(Data for this exercise Opens)

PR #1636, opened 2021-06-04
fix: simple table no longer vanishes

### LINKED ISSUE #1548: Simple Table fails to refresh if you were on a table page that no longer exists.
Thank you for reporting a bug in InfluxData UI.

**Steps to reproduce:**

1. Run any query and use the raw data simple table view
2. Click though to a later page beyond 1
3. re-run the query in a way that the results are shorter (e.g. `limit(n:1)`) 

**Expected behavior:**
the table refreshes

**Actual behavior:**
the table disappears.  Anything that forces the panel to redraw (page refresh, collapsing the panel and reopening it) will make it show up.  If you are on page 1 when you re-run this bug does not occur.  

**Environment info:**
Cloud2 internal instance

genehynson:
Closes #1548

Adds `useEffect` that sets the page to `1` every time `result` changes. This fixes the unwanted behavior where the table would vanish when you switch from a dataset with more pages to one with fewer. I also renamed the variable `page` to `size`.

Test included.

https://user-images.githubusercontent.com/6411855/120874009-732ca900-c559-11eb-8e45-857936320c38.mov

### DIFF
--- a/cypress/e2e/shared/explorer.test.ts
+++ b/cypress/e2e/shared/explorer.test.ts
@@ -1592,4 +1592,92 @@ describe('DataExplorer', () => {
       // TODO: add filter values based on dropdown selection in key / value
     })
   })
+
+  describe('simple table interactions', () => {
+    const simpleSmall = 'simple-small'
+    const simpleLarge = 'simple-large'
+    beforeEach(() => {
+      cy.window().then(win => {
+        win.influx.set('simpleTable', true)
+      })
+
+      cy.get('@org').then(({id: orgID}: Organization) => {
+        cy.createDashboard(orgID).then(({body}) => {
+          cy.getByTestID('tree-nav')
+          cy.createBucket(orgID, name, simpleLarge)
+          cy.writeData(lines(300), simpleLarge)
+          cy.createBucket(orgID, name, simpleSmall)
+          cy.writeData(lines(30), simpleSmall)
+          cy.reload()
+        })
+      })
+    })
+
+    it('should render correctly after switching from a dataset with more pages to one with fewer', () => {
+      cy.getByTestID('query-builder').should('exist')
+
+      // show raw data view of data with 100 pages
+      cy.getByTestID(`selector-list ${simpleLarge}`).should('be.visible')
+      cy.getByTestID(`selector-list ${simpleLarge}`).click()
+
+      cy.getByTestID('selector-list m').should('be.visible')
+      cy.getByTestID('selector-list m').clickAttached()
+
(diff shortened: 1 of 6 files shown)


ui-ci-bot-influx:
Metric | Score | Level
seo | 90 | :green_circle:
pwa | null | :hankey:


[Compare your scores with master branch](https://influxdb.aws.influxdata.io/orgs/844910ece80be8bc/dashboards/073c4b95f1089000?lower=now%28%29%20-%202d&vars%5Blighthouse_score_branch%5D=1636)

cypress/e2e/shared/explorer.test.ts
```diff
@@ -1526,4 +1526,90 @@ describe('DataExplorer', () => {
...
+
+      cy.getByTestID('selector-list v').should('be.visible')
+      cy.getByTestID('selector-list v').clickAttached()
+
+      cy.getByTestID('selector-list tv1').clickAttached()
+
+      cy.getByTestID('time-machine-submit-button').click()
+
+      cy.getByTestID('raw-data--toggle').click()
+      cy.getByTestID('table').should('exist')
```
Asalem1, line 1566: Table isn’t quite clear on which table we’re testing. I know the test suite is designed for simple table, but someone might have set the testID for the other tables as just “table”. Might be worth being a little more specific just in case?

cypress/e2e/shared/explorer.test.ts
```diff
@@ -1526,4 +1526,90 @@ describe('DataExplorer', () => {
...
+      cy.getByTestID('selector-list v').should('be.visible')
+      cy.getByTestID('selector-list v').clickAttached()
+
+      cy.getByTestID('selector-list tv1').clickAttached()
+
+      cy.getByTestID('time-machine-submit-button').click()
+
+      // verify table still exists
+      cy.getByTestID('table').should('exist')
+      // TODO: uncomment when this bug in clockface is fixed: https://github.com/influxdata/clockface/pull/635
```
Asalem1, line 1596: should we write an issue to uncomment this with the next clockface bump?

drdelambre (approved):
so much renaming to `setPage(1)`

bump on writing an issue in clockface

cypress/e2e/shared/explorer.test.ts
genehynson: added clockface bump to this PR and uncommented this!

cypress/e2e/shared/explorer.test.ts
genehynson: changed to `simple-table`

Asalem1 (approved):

(Data for this exercise Closes)
(Data for this exercise Opens)

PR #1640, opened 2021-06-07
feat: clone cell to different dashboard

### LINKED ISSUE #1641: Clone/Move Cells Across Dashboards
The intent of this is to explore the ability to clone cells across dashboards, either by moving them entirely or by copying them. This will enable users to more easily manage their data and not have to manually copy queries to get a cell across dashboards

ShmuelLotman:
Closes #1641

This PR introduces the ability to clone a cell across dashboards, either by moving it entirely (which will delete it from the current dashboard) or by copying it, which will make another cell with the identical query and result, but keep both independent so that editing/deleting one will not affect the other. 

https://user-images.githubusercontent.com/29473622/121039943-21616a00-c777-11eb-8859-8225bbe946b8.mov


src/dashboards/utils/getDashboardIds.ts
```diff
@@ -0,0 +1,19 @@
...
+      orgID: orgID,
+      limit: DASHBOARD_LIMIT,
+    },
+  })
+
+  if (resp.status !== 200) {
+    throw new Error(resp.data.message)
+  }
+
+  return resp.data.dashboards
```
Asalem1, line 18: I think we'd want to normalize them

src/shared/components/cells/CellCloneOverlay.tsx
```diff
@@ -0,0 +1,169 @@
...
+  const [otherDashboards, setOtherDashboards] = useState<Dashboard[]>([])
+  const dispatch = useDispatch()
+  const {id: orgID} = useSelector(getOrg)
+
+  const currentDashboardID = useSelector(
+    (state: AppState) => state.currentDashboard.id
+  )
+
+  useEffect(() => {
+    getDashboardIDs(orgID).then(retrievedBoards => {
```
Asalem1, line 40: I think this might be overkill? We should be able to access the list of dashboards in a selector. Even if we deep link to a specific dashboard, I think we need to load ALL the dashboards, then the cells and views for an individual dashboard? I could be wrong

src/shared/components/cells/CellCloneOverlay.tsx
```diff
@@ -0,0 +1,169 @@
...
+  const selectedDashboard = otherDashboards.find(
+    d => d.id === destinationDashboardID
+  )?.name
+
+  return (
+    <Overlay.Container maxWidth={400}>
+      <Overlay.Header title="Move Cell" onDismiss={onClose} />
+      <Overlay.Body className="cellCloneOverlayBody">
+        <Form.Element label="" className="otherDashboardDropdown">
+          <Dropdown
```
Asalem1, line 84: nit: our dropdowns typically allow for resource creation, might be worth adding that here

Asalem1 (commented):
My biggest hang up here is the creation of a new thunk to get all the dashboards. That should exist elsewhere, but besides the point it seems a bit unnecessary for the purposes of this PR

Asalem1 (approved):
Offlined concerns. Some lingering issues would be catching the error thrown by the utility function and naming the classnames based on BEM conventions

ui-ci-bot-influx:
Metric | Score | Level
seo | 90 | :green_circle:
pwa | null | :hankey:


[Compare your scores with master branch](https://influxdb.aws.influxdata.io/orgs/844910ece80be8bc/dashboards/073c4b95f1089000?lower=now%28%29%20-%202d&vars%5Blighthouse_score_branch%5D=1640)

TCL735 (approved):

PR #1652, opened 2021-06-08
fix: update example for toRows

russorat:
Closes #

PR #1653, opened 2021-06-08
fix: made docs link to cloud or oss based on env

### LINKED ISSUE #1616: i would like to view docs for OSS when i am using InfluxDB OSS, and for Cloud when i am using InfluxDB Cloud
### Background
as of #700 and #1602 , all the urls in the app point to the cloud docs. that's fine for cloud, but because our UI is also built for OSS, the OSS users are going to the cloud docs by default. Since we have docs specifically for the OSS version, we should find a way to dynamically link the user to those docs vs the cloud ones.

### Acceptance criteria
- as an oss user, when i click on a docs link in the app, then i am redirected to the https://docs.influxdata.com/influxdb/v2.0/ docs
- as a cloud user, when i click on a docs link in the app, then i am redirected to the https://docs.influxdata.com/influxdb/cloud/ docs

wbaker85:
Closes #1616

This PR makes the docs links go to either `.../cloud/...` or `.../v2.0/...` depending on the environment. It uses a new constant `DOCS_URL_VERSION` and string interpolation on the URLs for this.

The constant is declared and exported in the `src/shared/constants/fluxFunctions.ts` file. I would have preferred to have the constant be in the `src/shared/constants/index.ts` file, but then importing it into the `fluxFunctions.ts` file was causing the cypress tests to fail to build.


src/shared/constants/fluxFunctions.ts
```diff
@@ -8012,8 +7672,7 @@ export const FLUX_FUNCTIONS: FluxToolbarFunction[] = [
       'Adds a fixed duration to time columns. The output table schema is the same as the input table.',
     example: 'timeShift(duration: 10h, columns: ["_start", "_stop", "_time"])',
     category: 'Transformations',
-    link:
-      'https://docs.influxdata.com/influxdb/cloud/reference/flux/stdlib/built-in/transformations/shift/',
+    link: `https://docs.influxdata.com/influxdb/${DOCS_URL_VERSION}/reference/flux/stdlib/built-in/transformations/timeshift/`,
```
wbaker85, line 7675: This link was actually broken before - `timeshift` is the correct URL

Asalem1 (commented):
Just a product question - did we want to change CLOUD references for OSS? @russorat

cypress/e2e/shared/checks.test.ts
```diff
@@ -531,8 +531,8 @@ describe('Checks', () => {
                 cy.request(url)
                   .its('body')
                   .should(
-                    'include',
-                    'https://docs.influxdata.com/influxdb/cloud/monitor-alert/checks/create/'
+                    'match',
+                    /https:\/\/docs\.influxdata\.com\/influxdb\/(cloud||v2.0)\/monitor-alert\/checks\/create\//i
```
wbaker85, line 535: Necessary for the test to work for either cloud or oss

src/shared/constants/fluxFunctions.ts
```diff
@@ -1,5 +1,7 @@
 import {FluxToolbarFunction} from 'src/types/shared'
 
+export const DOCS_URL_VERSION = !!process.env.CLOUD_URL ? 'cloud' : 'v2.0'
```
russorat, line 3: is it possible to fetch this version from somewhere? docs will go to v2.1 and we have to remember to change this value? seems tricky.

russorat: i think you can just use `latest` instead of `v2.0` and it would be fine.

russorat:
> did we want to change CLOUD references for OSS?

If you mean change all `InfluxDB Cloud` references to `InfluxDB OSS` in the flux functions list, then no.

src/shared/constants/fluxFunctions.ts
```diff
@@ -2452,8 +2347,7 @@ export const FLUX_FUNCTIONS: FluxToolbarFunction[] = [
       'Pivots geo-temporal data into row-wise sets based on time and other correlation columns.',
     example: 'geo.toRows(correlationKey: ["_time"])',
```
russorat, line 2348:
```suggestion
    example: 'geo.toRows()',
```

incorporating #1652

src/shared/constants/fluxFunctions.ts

(Data for this exercise Closes)
(Data for this exercise Opens)

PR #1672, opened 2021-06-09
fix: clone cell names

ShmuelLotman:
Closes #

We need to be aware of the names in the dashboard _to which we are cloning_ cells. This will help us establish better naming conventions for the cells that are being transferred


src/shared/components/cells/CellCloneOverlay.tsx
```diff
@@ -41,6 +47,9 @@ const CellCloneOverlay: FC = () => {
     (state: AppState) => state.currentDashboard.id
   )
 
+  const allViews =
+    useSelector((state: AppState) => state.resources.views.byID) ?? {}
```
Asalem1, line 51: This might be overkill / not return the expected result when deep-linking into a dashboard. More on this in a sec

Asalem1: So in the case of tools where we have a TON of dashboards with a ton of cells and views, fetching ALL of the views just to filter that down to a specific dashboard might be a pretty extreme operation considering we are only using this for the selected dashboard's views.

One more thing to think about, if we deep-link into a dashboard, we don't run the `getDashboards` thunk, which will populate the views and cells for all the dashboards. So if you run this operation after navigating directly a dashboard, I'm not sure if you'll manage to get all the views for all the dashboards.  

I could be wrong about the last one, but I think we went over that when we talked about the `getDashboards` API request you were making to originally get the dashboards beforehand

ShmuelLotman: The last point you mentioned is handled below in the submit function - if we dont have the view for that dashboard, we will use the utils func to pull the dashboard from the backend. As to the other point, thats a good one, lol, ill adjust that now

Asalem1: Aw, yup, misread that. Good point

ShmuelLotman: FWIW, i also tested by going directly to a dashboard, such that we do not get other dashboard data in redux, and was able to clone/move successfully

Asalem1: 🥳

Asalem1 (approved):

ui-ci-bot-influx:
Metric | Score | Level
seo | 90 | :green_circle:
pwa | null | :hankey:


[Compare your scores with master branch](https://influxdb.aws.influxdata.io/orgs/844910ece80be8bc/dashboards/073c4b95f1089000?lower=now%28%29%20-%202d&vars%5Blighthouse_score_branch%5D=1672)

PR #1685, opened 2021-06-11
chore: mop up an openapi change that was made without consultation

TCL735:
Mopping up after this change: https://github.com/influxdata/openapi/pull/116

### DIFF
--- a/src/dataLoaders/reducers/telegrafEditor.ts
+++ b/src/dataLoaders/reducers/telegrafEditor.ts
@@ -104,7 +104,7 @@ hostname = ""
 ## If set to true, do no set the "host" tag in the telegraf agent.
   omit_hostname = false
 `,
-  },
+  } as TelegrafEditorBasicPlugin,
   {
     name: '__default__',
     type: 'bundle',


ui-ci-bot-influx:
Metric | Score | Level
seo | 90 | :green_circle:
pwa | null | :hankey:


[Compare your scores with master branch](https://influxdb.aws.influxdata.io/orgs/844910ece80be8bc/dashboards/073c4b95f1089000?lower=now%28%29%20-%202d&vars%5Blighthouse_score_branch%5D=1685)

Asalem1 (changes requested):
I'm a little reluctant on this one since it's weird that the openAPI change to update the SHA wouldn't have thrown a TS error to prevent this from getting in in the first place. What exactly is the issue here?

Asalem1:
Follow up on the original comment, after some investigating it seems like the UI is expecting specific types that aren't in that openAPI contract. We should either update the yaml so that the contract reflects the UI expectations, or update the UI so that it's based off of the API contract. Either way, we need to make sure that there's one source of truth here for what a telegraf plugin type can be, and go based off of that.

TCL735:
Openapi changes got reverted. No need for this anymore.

(Data for this exercise Closes)

### Work to be completed
Please, from the entries above, set down exactly the lines from the one containing "PR #1636, opened 2021-06-04" through the one containing "the table refreshes", and only those.

### Response
PR #1636, opened 2021-06-04
fix: simple table no longer vanishes

### LINKED ISSUE #1548: Simple Table fails to refresh if you were on a table page that no longer exists.
Thank you for reporting a bug in InfluxData UI.

**Steps to reproduce:**

1. Run any query and use the raw data simple table view
2. Click though to a later page beyond 1
3. re-run the query in a way that the results are shorter (e.g. `limit(n:1)`) 

**Expected behavior:**
the table refreshes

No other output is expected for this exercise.